The strings not processed successfully are 1, 2, and 3. Only string 4 is processed successfully.
I think your problem is not with interpreting the meaning of regular
expressions, but in understanding the process of lexical analysis, at
least as intended in your course.
Normally, a regular expression is supposed to match a string from
beginning to end. But when doing lexical analysis of a program, you
are supposed to cut the program text in small chunks coresponding to
the lexical elements of the language, which in turn can be taken (up
to some details not relevant here) as the terminal alphabet of the
(usually Context-Free) grammar used to define the language you are parsing.
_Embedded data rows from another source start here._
PR #1262, opened 2024-05-17
We always want thumbs index to start from zero as users are expecting this

mjh1:
Clip manifests generally have their segment index starting at a non-zero value since they're taken from the middle of a live stream. This was causing the thumb filenames to start with this same index rather than zero. This wasn't great from a user perspective because often they want to just use the filename `keyframe_0.jpg` to get the first frame.

E.g. clip manifest:
```
#EXTM3U
#EXT-X-VERSION:3
#EXT-X-MEDIA-SEQUENCE:0
#EXT-X-TARGETDURATION:8
#EXTINF:2.875,
clip_16.ts
#EXT-X-DISCONTINUITY
#EXTINF:7.125,
clip_17.ts
#EXT-X-ENDLIST
```

Current thumbs output:
```
keyframes_16.jpg
keyframes_17.jpg
```

Fixed thumbs output:
```
keyframes_0.jpg
keyframes_1.jpg
```

### DIFF
--- a/thumbnails/thumbnails.go
+++ b/thumbnails/thumbnails.go
@@ -16,7 +16,6 @@ import (
 	"github.com/cenkalti/backoff/v4"
 	"github.com/grafov/m3u8"
 	"github.com/livepeer/catalyst-api/clients"
-	"github.com/livepeer/catalyst-api/log"
 	"github.com/livepeer/go-tools/drivers"
 	ffmpeg "github.com/u2takey/ffmpeg-go"
 	"golang.org/x/sync/errgroup"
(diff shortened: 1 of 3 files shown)


thumbnails/thumbnails.go
```diff
@@ -218,15 +235,23 @@ func processSegment(input string, thumbOut string) error {
...
+}
+
+func thumbFilename(segmentURI string, segmentOffset int64) (string, error) {
+	i, err := segmentIndex(segmentURI)
 	if err != nil {
-		return "", fmt.Errorf("thumbFilename failed for %s: %w", segmentURI, err)
+		return "", err
 	}
-	return fmt.Sprintf("keyframes_%d.jpg", i), nil
+	return fmt.Sprintf("keyframes_%d.jpg", i-segmentOffset), nil
```
leszko, line 256: Doesn't it complicate things that now the segments will have different numbering than thumbnails? 🤔

leszko (approved):

thumbnails/thumbnails.go
mjh1: That's what I thought initially but then I realised that the output manifests do start from zero, it's only the input manifest which doesn't

PR #1265, opened 2024-05-21
Add Analytics Logs and Kafka Metrics

leszko:


mapic/metrics/census.go
```diff
@@ -225,6 +237,41 @@ func InitCensus(nodeID, version, namespace string) {
...
+			Name:        "log_processor_write_errors_count",
+			Measure:     Census.mLogProcessorWriteErrors,
+			Description: "Number of log processors errors while writing to Kafka",
+			TagKeys:     baseTags,
+			Aggregation: view.Count(),
+		},
+		{
+			Name:        "analytics_log_errors",
+			Measure:     Census.mAnalyticsLogErrors,
+			Description: "Number of errors while posting analytics log",
```
pwilczynskiclearcode, line 250: Is it posting or fetching issue?
https://github.com/livepeer/catalyst-api/pull/1265/files#diff-9d26d9175b31b67c2fcc702fa795bafd990d74b3fcac9f55df02ca461b25f41fR119

leszko: This is mostly the error with the request itself. Like the user posts the wrong `playback_id` or some other data is wrong. Not sure what will be the better name... any thoughts?

handlers/analytics/log_processor.go
```diff
@@ -166,6 +169,14 @@ func (p *LogProcessor) sendEvents() {
 
 	err := p.writer.WriteMessages(context.Background(), msgs...)
```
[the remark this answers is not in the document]
leszko: Added in 0a9fee84c7ef7adb07740618754203059cc7ae5d

FYI: I also switched from census lib to promhttp, because I realize we used census only for mapic.

pwilczynskiclearcode (approved):

leszko:
Good questions @pwilczynskiclearcode 
1. We **don't push any billing data** and all this data is kind-of "opt out" from the user perspective because it's based on a player sending the data. A user can block sending log data and still watch the stream. Or may use a player that just don't send this data. So, not having this data **is not critical in the service** delivery sense.
2. Saying that, obviously we also treat this data seriously, because it's useful data. And we plan to charge users for analytics, so I think the right assumption is that "losing data from one player is ok, but losing data from a significant number of customers is not ok". 
3. Let's think about the unhappy scenario:
  - Kafka is down (or full): I think the risk is low, because Confluent is more reliable than our infa; in that case:
     - Switching to another node does not help
     - We lose the data (the other option would be to switch [this line](https://github.com/livepeer/catalyst-api/blob/ac54bfda03992c3843775b5b4aad1793850d0751/handlers/analytics/log_processor.go#L165) and first send and later remove from the internal memory, but I'm afraid of piling up the mem data in case of some misconfiguration, so for now, let's just have a metric and alert on that)
   - One of our catalyst node has connectivity issues: the risk is higher, in that case:
     - Switching to another node would help, but...
     - I think that in that case most probably the given node will also not serve the traffic correctly, so we should just get that node out of the rotation

thomshutt (approved):

pwilczynskiclearcode:
@leszko One another comment.

https://github.com/segmentio/kafka-go/blob/main/writer.go#L551-L580 we should call sth like `defer writer.Close()` when exiting (somewhere [in here](https://github.com/livepeer/catalyst-api/blob/main/api/http.go#L47-L48))?

PR #1280, opened 2024-06-06
Add rate limiting to stream pull

leszko:


handlers/geolocation/geolocation.go
```diff
@@ -220,7 +257,7 @@ func (c *GeolocationHandlersCollection) HandleStreamSource(ctx context.Context,
 			// stream is active, but STREAM_SOURCE cannot be found
 			glog.Errorf("error querying mist for active stream STREAM_SOURCE: %s", errMist)
```
thomshutt, line 258: While we're in here are there any logging changes that would help us debug the root cause here? e.g adding a stream ID to this log line

thomshutt (approved):

handlers/geolocation/geolocation.go
leszko: I improved logging in: 92f4a20df2fc4cd0514ffbb55e23462bab6781b8

handlers/geolocation/geolocation.go
```diff
@@ -257,6 +297,11 @@ func (c *GeolocationHandlersCollection) getStreamPull(playbackID string, retryCo
 		return "", nil
 	}
 
+	// To prevent overloading the LAPI, we limit the rate at which we query for stream pulls
+	if c.streamPullRateLimit.shouldLimit(playbackID) {
```
mjh1, line 301: Why did you need to change it from just a single `acquire` call? Doesn't this mean that there will be a window of time between the call to `shouldLimit` and `acquire` where multiple routines could call `acquire`?

leszko: Yes, but it's ok for multiple goroutines to `acquire()` in parallel. But your comment made me think I should rename this function to `mark()`. Otherwise, it sounds like a semaphore.

And to your question, I changed it because I realized that this function is also executed for streams that are not pull, but just ingest. Then, we don't want to make any retries or rate limit for those. In particular, if there are multiple playback requests at the same to the same non-active stream, we don't want to retry it.

gioelecerati (approved):

mjh1 (approved):

PR #1281, opened 2024-06-06
mapic: multistream: question mark support

gioelecerati:


mapic/mistapiconnector_app.go
```diff
@@ -708,7 +708,12 @@ func (mc *mac) reconcileMultistream(mistState clients.MistState) {
 	for k, v := range cachedMap {
 		if v.enabled && !mistMap[toKey(k.stream, k.target)] {
 			glog.Infof("adding AUTO_PUSH for stream=%s target=%s", k.stream, k.target)
-			if err := mc.mist.PushAutoAdd(k.stream, k.target); err != nil {
+			// Support for streamKeys with a question mark
```
victorges, line 711: I think it'd be useful to explain why this has any effect of supporting `?` on the streamkey. i.e. be explicit about the mist behavior and why we need to do this
```suggestion
			// Mist strips anything after the last `?` of the URL. So add an extra one in the end so it doesn't mess with the desired target URL which may contain a `?` itself.
```

victorges (approved):

leszko (approved):
LGTM

@gioelecerati Did you check in the box if it actually works (both cases: with and without `?`)?

gioelecerati:
> LGTM
> 
> @gioelecerati Did you check in the box if it actually works (both cases: with and without `?`)?

Yeah it's working in both cases in the box

PR #1293, opened 2024-06-14
Lock for the whole of GetState() to avoid parallel mist API calls

mjh1:
I was still observing hundreds of mist API calls being made on startup, much better than the thousands we had before but it still has the potential to blow up. This should fix that issue.

The cache uses a RWMutex which means multiple routines can end up with a cache miss at the same time and therefore calling through to the mist API. We want to avoid this and have the other routines wait so we lock for the whole of the GetState function.

### DIFF
--- a/clients/mist_client.go
+++ b/clients/mist_client.go
@@ -48,7 +48,7 @@ type MistClient struct {
 	TriggerCallback string
 	configMu        sync.Mutex
 	cache           *cache.Cache
-	// The cache uses a RWMutex which means multiple routines can end up with a cache miss at the same time and end up
+	// The go-cache library uses a RWMutex which means multiple routines can end up with a cache miss at the same time and end up
 	// calling through to the mist API. We want to avoid this and have the other routines wait so we lock for the
 	// whole of the GetState function.
 	stateCacheMu sync.Mutex
--- a/clients/mist_client.go
+++ b/clients/mist_client.go
@@ -48,6 +48,10 @@ type MistClient struct {
 	TriggerCallback string
 	configMu        sync.Mutex
 	cache           *cache.Cache
+	// The cache uses a RWMutex which means multiple routines can end up with a cache miss at the same time and end up
+	// calling through to the mist API. We want to avoid this and have the other routines wait so we lock for the
+	// whole of the GetState function.
+	stateCacheMu sync.Mutex
 }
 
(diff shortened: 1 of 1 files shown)


clients/mist_client.go
```diff
@@ -48,6 +48,10 @@ type MistClient struct {
 	TriggerCallback string
 	configMu        sync.Mutex
 	cache           *cache.Cache
+	// The cache uses a RWMutex which means multiple routines can end up with a cache miss at the same time and end up
```
leszko, line 51: You mention `RWMutex`, but you actually use `sync.Mutex` 🙃

clients/mist_client.go
```diff
@@ -427,6 +431,9 @@ func (mc *MistClient) GetStreamInfo(streamName string) (MistStreamInfo, error) {
 }
 
 func (mc *MistClient) GetState() (MistState, error) {
+	mc.stateCacheMu.Lock()
```
leszko, line 434: Shouldn't we just lock inserting to the cache? Then you can actually use this `RWMutex`. Otherwise it needs to wait for the whole Mist communication.

clients/mist_client.go
mjh1: I meant the cache library https://github.com/patrickmn/go-cache/blob/master/cache.go#L43

clients/mist_client.go
mjh1: That's the whole issue this PR is concerning, because the library uses an `RWMutex` we still see bursts of parallel requests to mist. If you think it safer I can wait for [my metric addition](https://github.com/livepeer/catalyst-api/commit/e84a3c84a6864c626949c94dbc05e9e740355ddd) to go to prod and definitively check the number of requests we're seeing before proceeding with this PR.

clients/mist_client.go
leszko: I see. Thanks for upating the comment!

clients/mist_client.go
leszko: Yeah, if there is no rush, then I think it's safer. 

TBH I think this _should_ be ok, but locking for longer may have some impact.

leszko (approved):
LGTM and as discussed, if possible, we can wait for the metrics first.

mjh1:
Didn't end up needing this. It can be revived if necessary at a later date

So, during lexical analysis, you have nothing to indicate the end of a
lexical element, as the program text goes on to give the next lexical
element. For example, if you are scanning the string $foobar$, is it
the identifier $f$ followed by $oobar$, or $foo$ followed by $bar$, or
$fo$ followed by $oba$ and $r$. For a strict lexical point of view,
all these possibilities would be correct ... though the grammatical
parser that will use the lexical element can be unhappy with some
choices.
To simplify matters, a simple rule is often followed by scanners performing lexical analysis, called maximal munch rule, or longest match rule. It works as follows:
While recognizing a lexical element, the lexical analyzer
will keep reading the input string as long as it is reading a prefix
of a lexical element, according to the lexical specification, and will
halt when the next symbol to be read would no longer constitute such a
prefix if added to the part of the input already scanned. At that
point, if the scanned string corresponds to a complete lexical element
(i.e. the scanning automaton is in an accepting state), this lexical
element has been recognized. If it is only a prefix of a lexical
element that cannot be completed with what follows into a proper
lexical element, you have a lexical analysis error.
Thus with your example 1, $0111110$, the lexical analyser will start
recognizing the second regular expression $01^+$, and will scan
$011111$ as one lexical element. Then it is left with only $0$ which
is the prefix of a word in the first two regular expression $(00)^*$
and $01^+$. But then the string stops, so that it cannot be part of a
complete lexical element. hence the lexical analysis fails with an
error at that point.
You could say that if you had stopped the first lexical element one
symbol earlier, thus recognizing $01111$. Then you would be left with
$10$ which is recognizable by the third regular expression $10^+$. But
that is not how things work. There is no backtracking (actually, some scanners have more complex rules allowing for some backtrack, for example for the programming language C). Allowing this
would also make thigs a lot more ambiguous as I explained in the
$foobar$ example.
In the second example $01100110$, you get $011$, then $00$, and you
are left with $110$. The first $1$ is a prefix for the regex $10^+$,
but it should then be followed by at least one $0$, which is not
there. Hence lexical analysis fails.
However, the third example $0001101$ should fail too. The reason is
that symbols are read one by one. The first $0$ is a prefix for both
regex $(00)^*$ and $01^+$. But, on scanning the second $0$, we know we
are looking for a lexical element defined by the forst regex
$(00)^*$. Then the third $0$ is ok too, since $000$ is a prefix of
$0000$ which is recognized by the first regex. So it is scanned. But
now we need a $0$, and we find a $1$. So the lexical analysis fails.
My guess is that the designer of the exercise recognize too quickly
that it could work, by stopping one $0$ early (and I did too the first
time I read this). But the computer does not have this global
perception, and proceeds one symbol at a time.
The fourth example $01100100$ works fine, yielding $011$, $00$, and $100$.
If backtracking were allowed, all four strings could be scanned into
lexical elements.
But the fourth string could then be scanned as:
$011$, $00$, $100$, or
$01$, $10$, $01$, $00$
Though you can use a rule that you backtrack only in case of failure,
to avoid such an ambiguous situation.
Of course, there is the possibility that your instructor defined things differently, but this is the best I can do with the information I have.